The economy is "out of intensive care", George Osborne has said

Austerity: Three years to get out of ‘intensive care’

Austerity: Three years to get out of ‘intensive care’

George Osborne is accepting that "full recovery won't be easy" by the 2015 general election, ahead of his 2015/16 spending review on Wednesday.

Extracts of his statement to MPs reported on Sunday showed the chancellor will attempt to put a positive spin on the limited nature of the recovery.

He is outlining the coalition's joint spending plans for the 2015/16 financial year in a one-year spending review imposing further spending cuts on Whitehall departments.

"Britain is moving from rescue to recovery. But while the British economy is leaving intensive care, now we need to secure that recovery," he will say.

"Full recovery won't be easy, but I won't let up in my determination to put right what went so badly wrong."

Osborne will argue the coalition is making progress because the economy is not in recession and because the deficit is down by one-third.

But he will concede "there's more we have to do", declaring: "It's time for the next stage of our economic plan."

Last-minute negotiations with recalcitrant government departments – like Vince Cable's Department for Business, according to the Observer newspaper – will continue in the run-up to Wednesday's statement, when Osborne will unveil the full breadth of an austerity package he had hoped would not be necessary on entering No 11 in 2010.

"Business is one of the departments we have not yet sorted, but I am pretty confident we're going to do that in short order," Osborne told BBC1's The Andrew Marr Show.

"There's actually not a massive argument – we're arguing about the small details, not the big picture."

Struggling economic growth has meant lower than expected tax receipts and a higher benefits bill, however, meaning many commentators are now predicting the UK could face an entire decade of austerity.

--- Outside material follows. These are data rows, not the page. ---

Issue #6590, opened 2016-02-17
Add basic FJR attributes to job classad


bbockelm:
Since we're scraping `condor_history` and `condor_q` outputs, it would be useful if we could complement the job information with some more data about the job run.

WMRuntime can scalably set attributes in the classad by doing:

```
condor_chirp set_job_attr_delayed key value
```

where `value` is quoted according to classad rules.  This sends the additional key/value info along with the next scheduled update (so there aren't scalability issues here).

Particularly, I'd like to get the following pieces of information:
- Exit code of the job.
- Number of MB transferred from the last CMSSW step.
- Events process from the last CMSSW step.
- Log archive LFN.

bbockelm:
@hufnagel also suggested that he may have time to tackle this.

ticoann:
Thanks Dirk. :smile:

hufnagel:
Started looking at this. WMAgent runtime code is highly modular, it's a sequence of steps that are executed, the global wrapper code is very short and minimal functionality. As such, there isn't really a good place to put this as a global implementation, it's better off in the step executors. Would have to touch both the cmssw and logarchive executor implementations. Likely want to have the chirp call implemented as a function that is callable from both executors instead of implementing it twice.

@bbockelm , this causes a problem though because this way you won't get the exit code of a job, just the exit code of the cmssw step(s). You also won't just get the info from the LAST cmssw step, but the infos from ALL cmssw steps (we can distinguish them by key name).

The only pieces of code that really looks at all these things together is the JobAccountant, ie. a central daemon. We don't aggregate this information at runtime.

bbockelm:
Hi Dirk,

Can't we have both?  I.e., have the CMSSW executor update attributes name CmsFooExitCode and CmsExitCode?

I suggested the last step because I figured that was easiest.  If we can get all, that's even better.

Do note that classad attributes aren't json - there are various quoting rules you might hit if reporting each step.  What do the step names look like?

Brian

hufnagel:
Sure we can do both, one set of attributes per cmssw step, the other common so the last step wins in setting it. Step names for cmssw are usually cmsRun1, cmsRun2 etc.

hufnagel:
Another thing, what do you want the logarchive LFN for ? The one from the processing job is kind of useless as it is a temporary LFN in unmerged space. It survives maybe order one or two days at most.

hufnagel:
[...]

PR #6618, opened 2016-02-24
add support to call condor_chirp at runtime

hufnagel:
We want to publish certain information (as key/value pairs) into HTCondor during the runtime of a job. Add support to do so in the Executor base classe, so this can be called from different step types. Also implement publishing the cmsRun exit code.

We probably want to test this first before merging. I tested that it doesn't impact agent functionality, but haven't check that it actually does what it is supposed to do.

### DIFF
--- a/src/python/WMCore/WMSpec/Steps/Executor.py
+++ b/src/python/WMCore/WMSpec/Steps/Executor.py
@@ -7,7 +7,10 @@ Interface definition for a step executor
 
 """
 
+import os
 import sys
+import json
+import subprocess
 
 from WMCore.FwkJobReport.Report import Report
 from WMCore.WMSpec.WMStep import WMStepHelper
@@ -25,7 +28,6 @@ def getStepSpace(stepName):
     you use it
 
     """
-
     modName = "WMTaskSpace"
     if modName in sys.modules.keys():
         taskspace = sys.modules[modName]
@@ -47,7 +49,6 @@ def getStepSpace(stepName):
         msg += str(ex)
         raise RuntimeError(msg)
     return stepSpace
-
 
 
 class Executor:
@@ -104,11 +105,6 @@ class Executor:
             self.emulator.initialise(self)
             self.emulationMode = True
 
-
-
-
-
-
         return
 
 
@@ -123,7 +119,6 @@ class Executor:
         return
 
 
-
     def pre(self, emulator = None):
         """
         _pre_
@@ -136,6 +131,7 @@ class Executor:
 
         """
         return None
+
 
     def execute(self, emulator = None):
         """
@@ -163,3 +159,26 @@ class Executor:
 
         """
         return None
+
+
+    def setCondorChirpAttrDelayed(self, key, value):
+        """
+        _setCondorChirpAttrDelayed_
+
+        Util to call condor_chirp and publish the key/value pair
+
+        """
+        # construct condor_chirp binary location from CONDOR_CONFIG
+        condor_chirp_bin = None
+        condor_config = os.getenv('CONDOR_CONFIG', None)
+        if condor_config:
+            condor_config_dir = os.path.dirname(condor_config)
+            condor_chirp_bin = os.path.join(condor_config_dir, 'main/condor/libexec/condor_chirp')
+            if not os.path.isfile(condor_chirp_bin):
+                condor_chirp_bin = None
+
+        if condor_chirp_bin:
+            args = [ condor_chirp_bin, 'set_job_attr_delayed', key, json.dumps(value) ]
+            returncode = subprocess.call(args)
+
+        return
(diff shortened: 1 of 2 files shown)


src/python/WMCore/WMSpec/Steps/Executor.py
```diff
@@ -163,3 +158,26 @@ def post(self, emulator = None):
...
+        condor_chirp_bin = None
+        condor_config = os.getenv('CONDOR_CONFIG', None)
+        if condor_config:
+            condor_config_dir = os.path.dirname(condor_config)
+            condor_chirp_bin = os.path.join(condor_config_dir, 'main/condor/libexec/condor_chirp')
+            if not os.path.isfile(condor_chirp_bin):
+                condor_chirp_bin = None
+
+        if condor_chirp_bin:
+            args = [ condor_chirp_bin, 'set_job_attr_delayed', str(key), str(value.__repr__()) ]
```
ericvaandering: why str of repr? (and you can do repr(value) to get the same thing)

hufnagel: Is repr(value) guaranteed to return a string ? Each element of the argument list *has* to be a string, otherwise the subprocess.call() method will fail. Will change to repr(value) though.

hufnagel: Ok, reading the docs, repr(object) does return a string. So will try that and see if it works.

ericvaandering:
Ok. Didn't know if you were worried you would get unicode or something.

ericvaandering:
>>> a = 'foo'
>>> b = 2
>>> c = repr(a)
>>> c
"'foo'"
>>> a == c
False
>>> repr(b)
'2'

ericvaandering:
So rear is going to give you a string with quotes as the first and last character of the string. Don't know if that's what you want.

hufnagel:
There is enough ambiguity with how intermediate code layers in condor or the subprocess call will interpret quotes that I am just going to try it one way and see what I get.

hufnagel:
Tested, works. Having some problems, but they are confirmed to be related to a HTCondor bug in the version I tested on, not related to the code. @amaltaro @ticoann please review and merge.

Partial fix for #6590

bbockelm:
Hm - playing around, I think `repr` isn't doing what I wanted.  ClassAd quoting rules only use double-quotes; yet above Eric ended up with single quotes.

Before merge, can you make sure to post the resulting attributes from `condor_history`?

hufnagel:
cmst1@vocms001:/data/tier0 $ condor_history -l 186053.6 | grep Chirp
Chirp_WMCore_1_ExitCode = 0
Chirp_WMCore_cmsRun_ExitCode = 0
Chirp_WMCore_cmsRun1_ExitCode = 0
Chirp_WMCore_2_ExitCode = 0

bbockelm:
Yes - suspiciously, there's no strings.

Looks like json's formatting rules will avoid the problematic single-quotes.  Try:
```
>>> foo = "bar"
>>> json.dumps(foo)
'"bar"'
>>> foo = 'ba"z'
>>> json.dumps(foo)
'"ba\\"z"'
```

hufnagel:
That doesn't work for numbers. If a do a json.dumps() on a number I get 'number'.

hufnagel:
I can do json.dumps(str(temp)). Works the same for numbers and strings.

bbockelm:
Actually, that's right.  When the interpreter return `'2'`, it's actually a string of length 1 with the ASCII character for `2`.  Maybe this illustrates better:

```
>>> print json.dumps(2)
2
>>> print json.dumps("foo")
"foo"
>>> print json.dumps("f\"oo")
"f\"oo"
```

All of those are handled correctly in terms of classads.  However, 

```
>>> print json.dumps(str(2))
"2"
```
That's not correct.  ClassAds will interpret this as a string instead of an integer.

hufnagel:
Oh, so you still want to get the number as a number. Fine then, json.dumps(value) it is.

hufnagel:
Will test and then update the pull request...

hufnagel:
Tested. Also passed a string as a value and that seems to work too. Output of condor_history:

Chirp_WMCore_Test_ExitCode = "teststring"

Once jenkins is done this is ready to be reviewed and merged.

amaltaro:
What's the difference between Chirp_WMCore_cmsRun_ExitCode and Chirp_WMCore_cmsRun1_ExitCode (when stepName is cmsRun1 e.g.)?

It seems nothing will happen when we run jobs at sites without a condor batch system. Still, I'd prefer to have it tested - in a non-T0 env - before it gets merged.

hufnagel:
The difference is only for jobs with multiple CMSSW steps. Chirp_WMCore_cmsRun_ExitCode always contains the exit code from the last CMSSW step (with multiple calls to condor_chirp setting the same attribute the last call wins).

This has nothing to do with condor batch systems, it works at all sites that we access via gWMS, ie. all sites. Also has nothing to do with Tier0 environment. But go ahead and test it, just don't delay it too long, there is some pressure (from @bbockelm ) to have this merged and then also to make progress on the other half of the request.

amaltaro:
Ok, that's why CONDOR_CONFIG should be always set then, because it relies on gWMS instead of the local batch system. Got it!
Well, it looks there won't be any delays to get it merged ... :)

That poses problems for the Labour opposition, which is contemplating the possibility of entering government in 2015 in a situation where the deficit reduction drive is only half-complete.

Yesterday Labour leader Ed Miliband confirmed for the first time he would not increase borrowing to reverse the coalition's spending cuts – a major decision which will blunt much of the opposition's message about austerity.

"When George Osborne stands up next week and announces his cuts in day to day spending, we won’t be able to promise now to reverse them because we can only do so when we can be absolutely crystal clear about where the money is coming from," Miliband said.

"It's a hard reality. But I am clear about it, Ed Balls is clear about it, and everyone in the Labour party should be clear about it too.

"People will only put their hope in us if we show how we will make a difference. But people will only put their trust in us if we show we are credible."

Shadow chancellor Ed Balls is clinging to his existing positions on specific policies like the creation of a British investment bank, a reintroduction of the 10p starting rate of tax and job creation for the construction sector.

"Instead of planning more cuts two years ahead, they should use this week's spending review to boost growth and living standards this year and next year," he said of the coalition in an article for the Sunday Mirror newspaper.

"More growth now would bring in more tax revenues and mean our public services would not face such deep cuts in 2015."

Balls insisted Labour would make "different" choices, including taxing bankers' bonuses and ending the universal nature of winter fuel allowance by withdrawing it for the wealthiest five per cent.

Osborne rejected the opposition's criticisms outright. He said: "There's been quite a lot of scaremongering about the choices we've had to make – and three years on we are proving we can have quality public services that deliver for the public on a budget we can afford."